第50章 リカバリー
「黄瀬。早くしないと一限に間に合わないぜ」
制服に着替え、これからはしばし高校生としての任務に励む。
白いシャツに腕を通しながら、黄瀬は先に着替えを終えたクラスメイトにポツリと話しかけた。
「澤田っち……ありがと」
「ん?何のことだ」
ぶっきらぼうだが、おおらかな声。
海常のセンターを守る頼もしい背中は、雨の中から連れ出してくれたひとりの男を思い出させた。
『すぐ戻るから、ここにいてくれ』
そう言って教室を出ていこうとするかつてのライバルに、黄瀬は『っ、木吉さん!』と思わず声をかけていた。
だが、木吉は振り返らないまま、静かに口を開いた。
『俺達はさ、ただ図体がデカいだけで中身はまだ子供なんだろうな。笑って、泣いて、時にはもがいて、すべてのことから逃げだしてしまいたくなる弱さがあって当然だ。でも……』
平坦ながらも強い意志を感じさせる声に、黄瀬は手の中のタオルを握りしめた。
『本当に大切だと思うのなら、何があっても、どんなに格好悪くても、決して諦めるな。
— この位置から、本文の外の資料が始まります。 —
PR #199, opened 2022-04-15
Notification spawning system

### LINKED ISSUE #198: Create the notification spawning system

karczewskiPiotr:
## Description

Notifications can be created by dispatching a `sendNotification` action and removed by dispatching the `dismissNotification` action. They are stored in redux so that there is a possibility to dispatch them from the back-end as well. This constrains the content of the notification a little bit due to redux data being serializable so we can not just send a react node (_although one could use react dom to render a complex component to string with the loss of interactivity_) to be saved in state like it would be possible with context. 

The way to spawn a notification:

```js
dispatch(sendNotification({
  title: "Title",
  message: "message",
  type: 'success',
  autoDismiss: true, // if not set the default is false
  delay: 2000, // if not set the default is 4000 | only applicable if autDismiss is true
})
```

The way to dismiss a notification:

```js
dispatch(dismissNotification(id));
```

## Preview

image

notification

## Linked issues

Closes #198

### DIFF
--- a/src/renderer/components/CloseButton/CloseButton.tsx
+++ b/src/renderer/components/CloseButton/CloseButton.tsx
@@ -1,5 +1,5 @@
 import { IconButton } from '@mui/material';
-import ClearIcon from '@mui/icons-material/Clear';
+import { Close } from '@mui/icons-material';
 import { t } from 'i18next';
 import React from 'react';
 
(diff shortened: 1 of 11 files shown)


LostInStatic (approved):
Looks good to me. 

There was a reusable `CloseButton` component that could be used instead of assembling the button manually in the `Notification.tsx`. I liked your implementation better though, so I also updated the reusable component.

The slice name was wrong.

Since both changes were simple, I've just pushed two commits to the branch.

PR #200, opened 2022-04-15
Fix filesystem errors

### LINKED ISSUE #196: Fix filesystem actions failures
## Description

When performing file actions with incorrect path, the application throws an error on electron's main process. This makes the interface only display an error message and prevents the user from correcting the mistake.  I've noticed two handlers causing this behavior:

- `settings:read`: When the `publab-settings.json` is missing from PubLab's appdata folder or the whole folder is not yet generated ; seems like the read should just be omitted if the file is not found.
- `publications:find-local`: When the default folder path is wrong. It is possible to set the wrong path during the first time setup by picking a folder and then changing the path manually ; probably the input should be validated before the state update as in `AppSettings` view.

IMO the handler errors should be displayed in a way that does not unnecessarily interfere with the application functionality as often as possible.  The root cause could be just a bad input or stale data, easily correctable by the user. However, simply updating the logic/validation will address the currently occurring problems - the holistic approach might as well be discussed later.

karczewskiPiotr:
~~❗ ❗ This branch has been created from the #199. Therefore this PR will be a draft till it is merged. The changes should not be looked at before #199 is merged as it will show both.~~

## Description

- The app no longer crashes if the settings file is not present.
- The directory picker in the first time view is validated and shows an error message on blur of the field

## Preview

filesystem

## Linked issues

Fixes #196


LostInStatic (dismissed):
Looks good to me.

PR #666, opened 2020-08-03
Windows Bootloader: pass correct compressed data size to decompressor

xiaolangde:
Because the ds segment register is modified when setting up the decompressor segment, loader length should be read from the cs segment.


idrassi:
Thank you for finding and fixing this issue.

PR #708, opened 2020-12-09
new xml Tag for en and de

T-Bonhagen:
Hi,
like we decide here the first pull request for add linux multilanguage support

cu

### DIFF
--- a/src/Main/Main.make
+++ b/src/Main/Main.make
@@ -250,6 +250,9 @@ prepare: $(APPNAME)
 	chmod +x $(BASE_DIR)/Setup/Linux/usr/bin/$(APPNAME)-uninstall.sh
 	cp $(BASE_DIR)/License.txt $(BASE_DIR)/Setup/Linux/usr/share/doc/$(APPNAME)/License.txt
 	cp $(BASE_DIR)/../doc/html/* "$(BASE_DIR)/Setup/Linux/usr/share/doc/$(APPNAME)/HTML"
+	mkdir -p $(BASE_DIR)/Setup/Linux/usr/share/veracrypt/languages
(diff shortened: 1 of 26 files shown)


src/Main/Main.make
```diff
@@ -250,6 +250,9 @@ prepare: $(APPNAME)
 	chmod +x $(BASE_DIR)/Setup/Linux/usr/bin/$(APPNAME)-uninstall.sh
 	cp $(BASE_DIR)/License.txt $(BASE_DIR)/Setup/Linux/usr/share/doc/$(APPNAME)/License.txt
 	cp $(BASE_DIR)/../doc/html/* "$(BASE_DIR)/Setup/Linux/usr/share/doc/$(APPNAME)/HTML"
+	mkdir -p $(BASE_DIR)/Setup/Linux/usr/share/veracrypt/languages
+	cp -r $(BASE_DIR)/../Translations/* $(BASE_DIR)/Setup/Linux/usr/share/veracrypt/languages/
+	cp $(BASE_DIR)/Common/Language.xml $(BASE_DIR)/Setup/Linux/usr/share/veracrypt/languages/Language.en.xml
```
idrassi, line 255: There no need to copy Language.en.xml since it is already embedded in the code and it will be used as fallback automatically.

idrassi (changes requested):
Can you please put all newly added entries in XML files at the end of the file?

Many translations are managed by Transifex and adding new entries in the middle changes the order of entries and it makes difficult to sync with XML files of other languages.

idrassi:
Can you please address my comments?

src/Main/Main.make
T-Bonhagen: Both done

idrassi (approved):

PR #717, opened 2020-12-24
Optimized the Makefile and added some useful documentation at the top of it.

archfrog:
This tiny, minuscule *first* contribution to VeraCrypt basically speeds up the build on modern "many-core" Un*x machines.

Initially, the removal of the "-j 4" option in the Makefile, in the build target `wxbuild`, caused my Gnome desktop to crash and log me out.  However, after much experimentation, I realized that there must be some sort of bug in Gnome that kicks in when the CPU load is 100 percent without a nice value: Suddenly the memory load grows to insane heights (16 GB on my system), causing the Gnome desktop environment to crash and log me out, after having closed all my processes.

I have tested the modifications over and over, with clean boots and with and without the `ld.gold` linker.  It appears to work well.  I used `htop` to manually monitor the memory usage and it never went above 4.2 GB of RAM on my 16 GB system.

Feel free to disregard this pull request if unacceptable, I am only making it so that everyone may build VeraCrypt a tad faster.

### DIFF
--- a/src/Makefile
+++ b/src/Makefile
@@ -9,6 +9,16 @@
 # contained in the file License.txt included in VeraCrypt binary and source
 # code distribution packages.
 #
+# For best build performance, invoke Make using this command (using GNU Gold):
+#
+#    LD=ld.gold nice make -j`nproc` ...
+#
+# Or, simply (if you don't have the GNU Gold linker on your system):
+#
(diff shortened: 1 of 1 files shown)


archfrog:
I'll redo this in another way that doesn't require reading the documentation in the `Makefile` before using it so I'm closing it.

PR #731, opened 2021-01-19
fixed typos

freddii:


multiplied
```diff
@@ -0,0 +1 @@
+src/Common/GfMul.c:253:/* element in GHASH is multiplied by x^8, this function will return  */
```
alt3r-3go, line 1: This file is some artifact of your typo search process, I presume - please remove it from the PR.

alt3r-3go (changes requested):
There's one unnecessary file added (see line comment), the rest LGTM. These are comments and sometimes in a borrowed code, so may not be meaningful to edit them to avoid polluting the git history. However from purely the spelling correction prospective this PR looks ok and @idrassi can decide whether to merge all/some of it.

alt3r-3go:
@freddii, any reason you closed the pull request? Just to make it clear - I think it's worthwhile, just maybe not all changes proposed should be taken in, because they're in the borrowed code.

freddii:
1) I don't know which are the borrowed code files.
2) i have deleted my fork of it. And i don't know how to push to this pull request again to delete the "multiplied"-file.

alt3r-3go:
I see. I think (1) could be handled by the maintainer by just picking a subset of your changes and indeed (2) makes it a bit trickier, but I think at least the PR itself is associated with the VC repo, so if needed it can be pulled from.

idrassi:
I agree with @alt3r-3go that these changes are worthwhile after droping files taken from borrowed code (like t1ha.h and sha512_sse4_x64.asm).

Since the fork was deleted I could find a way to modify or merge this pull-request. If someone has an idea, let me know. Otherwise, I can extract the changes manually and then apply them after giving credit in the commit message.

freddii:
do as you like.

PR #747, opened 2021-02-23
update Simplified Chinese translation

zwj4031:


zwj4031:
update Simplified Chinese translation

PR #751, opened 2021-03-07
Update Language.de.xml

sfrings:
Translation of buttons for moving favorites was mixed up


andreas-becker (approved):
looks comprehensible to me

Emanfawaz (approved):

PR #777, opened 2021-04-19
Make system devices work under FreeBSD

MrLightningBolt:
We query the kern.geom.conftxt sysctl for the GEOM configuration to find
the partition offset. Technically speaking it would probably be better
to link against libgeom but this is less overall intrusive. Also
includes a small fix to find the parent device of an encrypted partition
when it is a GPT partition rather than a BSD slice.


idrassi:
Thank you for the contribution. The code logic could be enhance but it is doing the job. We can enhance it further in the future. I will merge it.

PR #779, opened 2021-04-21
Add support for OpenBSD

kokokodak:
Hi, I've created patch based on jcs code (https://github.com/jcs/openbsd-ports/tree/master/security/veracrypt), with some minor changes / improvements and I'd like to make that code go upstream. Could somebody please review whether there is anything more needed? I've tested the code, it compiles without problems and the file based encryption (with FAT) works without any problem.

### DIFF
--- a/src/Build/Include/Makefile.inc
+++ b/src/Build/Include/Makefile.inc
@@ -51,7 +51,11 @@ endif
 
 
 # Embedded files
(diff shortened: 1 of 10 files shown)


idrassi:
Thank you for this contribution. The code seems OK to me. I will merge it.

最後の一秒までボールを追いかけたお前なら、それが出来るだろ?』
『木吉さん……』
『ウィンターカップ楽しみにしてる。風邪ひくなよ、キャプテン』
そう言い残し、扉の向こうに消えていく背中に、黄瀬はゆっくりと頭を下げた。
「鉄心、か……」
一年後、自分はあんな風に誰かの背中を押すことができる人間になっているだろうか。
(いや……そうじゃない。オレには、オレらしいやり方がきっとあるはずだ)
模倣は必要ない。
黄瀬は小さく頭を振ると、入学当初は苦労していたネクタイをあっという間に結びあげた。
「お待たせ。行こっか」
「おう。ちなみに……アトついてんぞ、ここ」
「へ」
「着替える時は気をつけるんだな」と指で突かれた胸元を、黄瀬はあわてて押さえた。
「え、マジで……てか、そんな覚えまったくないんスけど」
「寝込みを襲われたってことか。やるな、うちのマネージャーも」
カラカラと笑い声をあげる澤田の後を追いかけながら、襟を引っ張って中を覗きこむイケメンの顔がだらしなく緩む。
「ったく……油断も隙もない猫っスね」
にやける口許を隠そうともせず、黄瀬はかすかに痕跡の残る胸元に、指をそっと滑らせた。